▶ [YOUR ASSIGNMENT]: With no additions or omissions, print the listing that follows.

◇ ◇ ◇

PR #2688, opened 2023-08-10
Implementing expanding/selecting item in details view when clicking "view"

robertbrignull:
This PR fully implements the "view" button when you have the details view enabled. We should highlight the usage in the details view, and also still jump to location in the main editor window.

In order to make it work I had to include the full `Usage` object in the "jumpToUsage" message. Unfortunately I ran into a couple of problems when calling `treeView.reveal` and implementing `getParent`:
- One problem is that those methods rely on object identity equality, and when the usage gets passed into and out of the webview in messages it doesn't stay the same object. It has all the same fields with all the same values, but it is a different javascript object occupying different memory. I worked around this by adding a `resolveCanonicalUsage` method that finds the correct `Usage` object with all the same fields.
- Another problem is that there's no good way to implement `getParent` to go back from the `Usage` to the `ExternalApiUsage` without iterating through every one and checking them.

Both of the above problems are more code-beauty and performance problems than they are correctness problems. I have some ideas for making them more performant which I'll put as comments on this PR, but they have tradeoffs and may not be worth it.

## Checklist


extensions/ql-vscode/src/data-extensions-editor/model-details/model-details-data-provider.ts
```diff
@@ -61,12 +61,45 @@ export class ModelDetailsDataProvider
...
+  ): ModelDetailsTreeViewItem | undefined {
+    if (isExternalApiUsage(item)) {
+      return undefined;
+    } else {
+      return this.externalApiUsages.find((e) => e.usages.includes(item));
+    }
+  }
+
+  public resolveCanonicalUsage(usage: Usage): Usage | undefined {
+    for (const externalApiUsage of this.externalApiUsages) {
```
robertbrignull, line 76: We could make `resolveCanonicalUsage` and `getParent` more performant by adding the `ExternalApiUsage` object into the "jumpToUsage" message as well. This way we would at least only have to search all usages of a single method, instead of searching all methods.

In terms of actual time saved it's probably milliseconds at most, but it may be noticeable on really big databases.

extensions/ql-vscode/src/data-extensions-editor/model-details/model-details-data-provider.ts
```diff
@@ -61,12 +61,45 @@ export class ModelDetailsDataProvider
...
-type ModelDetailsTreeViewItem = ExternalApiUsage | Usage;
+export type ModelDetailsTreeViewItem = ExternalApiUsage | Usage;
 
 function isExternalApiUsage(
   item: ModelDetailsTreeViewItem,
 ): item is ExternalApiUsage {
   return (item as any).usages !== undefined;
 }
+
+function usagesAreEqual(u1: Usage, u2: Usage): boolean {
```
robertbrignull, line 95: We could make this a bit cleaner by giving the `Usage` object some unique "key" field similar to `ExternalApiUsage.signature`. The combination of URI and line/column should be unique, so we could use that.

This has the tradeoff that it makes the `Usage` object larger, so we're just passing around more data all of the time, and this is the only operation that it makes any faster.

extensions/ql-vscode/src/data-extensions-editor/model-details/model-details-panel.ts
```diff
@@ -24,4 +28,11 @@ export class ModelDetailsPanel extends DisposableObject {
   ): void {
     this.dataProvider.setState(externalApiUsages, databaseItem);
   }
+
+  public async revealItem(usage: Usage): Promise<void> {
+    const canonicalUsage = this.dataProvider.resolveCanonicalUsage(usage);
```
robertbrignull, line 33: The public interface of the model details panel and data provider are becoming a little larger and less well defined. I don't know if it's a problem yet but probably worth keeping an eye on and thinking about if we could make things clearer by moving methods around or changing which object is the public interface to the rest of the code.

extensions/ql-vscode/src/data-extensions-editor/model-details/model-details-data-provider.ts
```diff
@@ -61,12 +61,45 @@ export class ModelDetailsDataProvider
       return [];
     }
   }
+
+  getParent(
```
robertbrignull, line 65: I investigated a few different ways we could implement `getParent` without having to search through all items, but none seemed fantastic at the time. I might have another go at it though.

Adding a literal link to the `ExternalApiMethod` object to the `Usage` object seemed a bit ugly and fiddly. Another option would be the add the `ExternalApiMethod.signature` field to the `Usage` object, so then it's only adding a string field and we can easily use that key to look up the `ExternalApiMethod`.

Either way, we could have new types just for the data in this class, so we don't have to add new fields to the types used by the rest of the application.

extensions/ql-vscode/src/data-extensions-editor/model-details/model-details-data-provider.ts
charisk: Agree with the approach you took here - let's see how this performs in practise before adding more things and increasing complexity.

◇ ◇ ◇

▶ [TASK ANSWER]:
PR #2688, opened 2023-08-10
Implementing expanding/selecting item in details view when clicking "view"

robertbrignull:
This PR fully implements the "view" button when you have the details view enabled. We should highlight the usage in the details view, and also still jump to location in the main editor window.

In order to make it work I had to include the full `Usage` object in the "jumpToUsage" message. Unfortunately I ran into a couple of problems when calling `treeView.reveal` and implementing `getParent`:
- One problem is that those methods rely on object identity equality, and when the usage gets passed into and out of the webview in messages it doesn't stay the same object. It has all the same fields with all the same values, but it is a different javascript object occupying different memory. I worked around this by adding a `resolveCanonicalUsage` method that finds the correct `Usage` object with all the same fields.
- Another problem is that there's no good way to implement `getParent` to go back from the `Usage` to the `ExternalApiUsage` without iterating through every one and checking them.

Both of the above problems are more code-beauty and performance problems than they are correctness problems. I have some ideas for making them more performant which I'll put as comments on this PR, but they have tradeoffs and may not be worth it.

## Checklist


extensions/ql-vscode/src/data-extensions-editor/model-details/model-details-data-provider.ts
```diff
@@ -61,12 +61,45 @@ export class ModelDetailsDataProvider
...
+  ): ModelDetailsTreeViewItem | undefined {
+    if (isExternalApiUsage(item)) {
+      return undefined;
+    } else {
+      return this.externalApiUsages.find((e) => e.usages.includes(item));
+    }
+  }
+
+  public resolveCanonicalUsage(usage: Usage): Usage | undefined {
+    for (const externalApiUsage of this.externalApiUsages) {
```
robertbrignull, line 76: We could make `resolveCanonicalUsage` and `getParent` more performant by adding the `ExternalApiUsage` object into the "jumpToUsage" message as well. This way we would at least only have to search all usages of a single method, instead of searching all methods.

In terms of actual time saved it's probably milliseconds at most, but it may be noticeable on really big databases.

extensions/ql-vscode/src/data-extensions-editor/model-details/model-details-data-provider.ts
```diff
@@ -61,12 +61,45 @@ export class ModelDetailsDataProvider
...
-type ModelDetailsTreeViewItem = ExternalApiUsage | Usage;
+export type ModelDetailsTreeViewItem = ExternalApiUsage | Usage;
 
 function isExternalApiUsage(
   item: ModelDetailsTreeViewItem,
 ): item is ExternalApiUsage {
   return (item as any).usages !== undefined;
 }
+
+function usagesAreEqual(u1: Usage, u2: Usage): boolean {
```
robertbrignull, line 95: We could make this a bit cleaner by giving the `Usage` object some unique "key" field similar to `ExternalApiUsage.signature`. The combination of URI and line/column should be unique, so we could use that.

This has the tradeoff that it makes the `Usage` object larger, so we're just passing around more data all of the time, and this is the only operation that it makes any faster.

extensions/ql-vscode/src/data-extensions-editor/model-details/model-details-panel.ts
```diff
@@ -24,4 +28,11 @@ export class ModelDetailsPanel extends DisposableObject {
   ): void {
     this.dataProvider.setState(externalApiUsages, databaseItem);
   }
+
+  public async revealItem(usage: Usage): Promise<void> {
+    const canonicalUsage = this.dataProvider.resolveCanonicalUsage(usage);
```
robertbrignull, line 33: The public interface of the model details panel and data provider are becoming a little larger and less well defined. I don't know if it's a problem yet but probably worth keeping an eye on and thinking about if we could make things clearer by moving methods around or changing which object is the public interface to the rest of the code.

extensions/ql-vscode/src/data-extensions-editor/model-details/model-details-data-provider.ts
```diff
@@ -61,12 +61,45 @@ export class ModelDetailsDataProvider
       return [];
     }
   }
+
+  getParent(
```
robertbrignull, line 65: I investigated a few different ways we could implement `getParent` without having to search through all items, but none seemed fantastic at the time. I might have another go at it though.

Adding a literal link to the `ExternalApiMethod` object to the `Usage` object seemed a bit ugly and fiddly. Another option would be the add the `ExternalApiMethod.signature` field to the `Usage` object, so then it's only adding a string field and we can easily use that key to look up the `ExternalApiMethod`.

Either way, we could have new types just for the data in this class, so we don't have to add new fields to the types used by the rest of the application.

extensions/ql-vscode/src/data-extensions-editor/model-details/model-details-data-provider.ts
charisk: Agree with the approach you took here - let's see how this performs in practise before adding more things and increasing complexity.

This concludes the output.